**PROBLEM**
From the entries below, output the line with "id(v2)) not to be sent on the wire." and each following line up to and including the line with "IMHO even if", exactly as written.

Collected data entries:
PR #864, opened 2025-02-19
fix(code/core-consensus): Prevent nodes from broadcasting equivocating votes

romac:
Closes: #XXX

---

#### For all contributors

- [ ] Reference GitHub issue


ancazamfir (approved):
Looks great!

nenadmilosevic95:
Hey @ancazamfir @romac, I just have one clarification question with respect to this PR. 

I do not understand why do we need extra logic to prevent vote equivocation in case of recovery. So in Tendermint algo the vote equivocation is prevented because process sets round step to prevote after issuing a vote, and if it receives another proposal it will not accept it. 

This mechanism does not work here because process votes for value v1 and then replay the prevote for v2? If this is the case, shouldn't we prevent processing of messages before we process the replayed messages, and then we should not have this problem? 

Sorry if I am saying something stupid but I am trying to have the full context.

ancazamfir:
> Hey @ancazamfir @romac, I just have one clarification question with respect to this PR.
> 
> I do not understand why do we need extra logic to prevent vote equivocation in case of recovery. So in Tendermint algo the vote equivocation is prevented because process sets round step to prevote after issuing a vote, and if it receives another proposal it will not accept it.

In Malachite things are a bit more complex. The application owns the full value to be proposed. The setup in #850 is very similar to Comet, in the sense that there is block part dissemination and also a `Proposal(h, r, v, vr)` message. We can assume `v = BlockHash(block)` and `id(v) = v`.
Consensus engine manages also the "full proposal":
- At non-proposer, a proposal is considered complete when the application has signaled to consensus that it has all parts (`ProposedValue(v)`) and an explicit Proposal message has been received from the wire.
- At proposer, a proposal is complete when a reply to `GetValue()` has been received. In this case we send a proposal message out on the wire and also store it internally.

In both cases, when we have the propose value message from the app AND the proposal wire message, we send what is shown in the paper as `(PROPOSAL, h, r, v, vr)` to the driver module and then to the round state machine

Now, in the "full proposal" module we store everything. For example we can have:
- consensus receives `Proposal(v2)` wire message
- application sends `ProposedValue(v1)`
- consensus receives `Proposal(v1)` wire message

At this point we match the last two, determine we have a complete proposal and we send `(PROPOSAL, h, r, v,1 vr)` to the driver. If we then get `ProposedValue(v2)` from the app and send `(PROPOSAL, h, r, v,2 vr)` the driver will record this as proposal equivocation and drop the second message.

So to summarize, the full proposal module stores multiple proposal related messages and can store multiple full or partial proposals. The driver accepts only the first proposal, drops the subsequent ones. The driver also store votes and records the vote equivocation (drops subsequent votes for different values and same round)

For restart scenarios, consensus saves the proposal (wire message) and votes in the WAL. It is expected that the application saves the undecided block before notifying consensus.

In the first scenario of #850, consensus saves `Proposal(h, 0, v1, -1)` to WAL but not the block parts since it never sees them. It also saves its own `Prevote(h, 0, id(v1))` and the one from Node 3.
On restart, consensus first replays the proposal and the two vote messages. These replays are "internal", nothing is sent out.
Note also that without the application `ProposedValue(v1)` the proposal is not yet complete and it is on hold in the full proposal module.

Next consensus starts round `0` and, if proposer, asks the application for a value, waiting in `Propose` step. The expectation in this case is that the application disseminates the parts for the block with hash `v1` and returns `v1` to consensus. When that happens we have a "full proposal" and we send `Proposal(h, 0, v1, -1)` out to the peers and also to the driver, then to the round state machine which executes L22 and instructs the engine to send `Prevote(h, 0, v1)`.

Now if the app doesn't replay `v1` but rather `v2` then the full proposal module will send `Proposal(h, 0, v2, -1)` to the driver and the effect is that a `Prevote(h, 0, id(v2))` is proposed by the round state machine. The driver will drop this because it already has a vote for `v1`.
The bug that this PR fixes is for that `Prevote(h, 0, id(v2))` not to be sent on the wire.



> 
> This mechanism does not work here because process votes for value v1 and then replay the prevote for v2? If this is the case, shouldn't we prevent processing of messages before we process the replayed messages, and then we should not have this problem?

This was yet a different bug that we fixed in #860
> 
> Sorry if I am saying something stupid but I am trying to have the full context.

These are all very good questions. We talked about providing details on the architecture and design of malachite in a document, also showing the different flows and interactions. Never got to it but maybe now it's a good time.

Just wanted to add that there is more work to unstuck consensus when dealing with equivocating proposer. This will require dissemination of polka certificates  (#859) but we will also need to allow multiple proposals in the driver.

nenadmilosevic95:
Thanks @ancazamfir ! I think I understand it better now! :)

>Now if the app doesn't replay v1 but rather v2 then the full proposal module will send Proposal(h, 0, v2, -1) to the driver and the effect is that a Prevote(h, 0, id(v2)) is proposed by the round state machine. The driver will drop this because it already has a vote for v1.
The bug that this PR fixes is for that Prevote(h, 0, id(v2)) not to be sent on the wire.

IMHO even if this PR is solving this bug, I think that correct implementation should not prevent this message to be sent on a wire but it should prevent these equivocated messages to be generated in the first place. So correct process should never generate an equivocated proposal or prevote in any scenario. 

So in this specific scenario since node sent Proposal(v1) and Prevote(v1), this means that it received also ProposedValue(v1) from the app? So my question here is why don't we store also this event and when restarting replay also this? Because this way you are calling `getValue` two times for the same round of consensus, and isn't this wrong behavior? 

Just one more thing to check my understanding: 
- Do I understand correctly that consensus only works with hashes and it never stores full values? Instead the app is responsible for disseminating the value and it signals to consensus with `ProposedValue(v)` or `getValue` (in case of a proposer) when it has the full value. 
- How does this replay logic works? When we say it replays a certain message, what does it mean? I saw that you wrote it is "internal". Can you share bit more context about this please? 

>Just wanted to add that there is more work to unstuck consensus when dealing with equivocating proposer. This will require dissemination of polka certificates (https://github.com/informalsystems/malachite/pull/859) but we will also need to allow multiple proposals in the driver.

I discussed this a bit with Daniel, I would really like to understand the progress here. Can you please keep me in the loop about this? And I will check the PR.

cason:
Should we panic when attempting to sign an equivocating vote? Or at least produce a very loud log message?

cason:
This solution, like Comet's ones, also prevents us to rebroadcast "old" votes. Namely, if we have produce a vote for round `(h, r)` we cannot rebroadcast a vote for round `(h', r')` with `h' < h` or `(r'< r)`, even it would be a legit (non-equivocating vote).

Finally, I find confusing here that we care about heights. We are in this case strictly requiring heights to be executed in lock-step, which limits some use cases for Malachite.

**EXERCISE RESPONSE**
The bug that this PR fixes is for that Prevote(h, 0, id(v2)) not to be sent on the wire.

IMHO even if this PR is solving this bug, I think that correct implementation should not prevent this message to be sent on a wire but it should prevent these equivocated messages to be generated in the first place. So correct process should never generate an equivocated proposal or prevote in any scenario. 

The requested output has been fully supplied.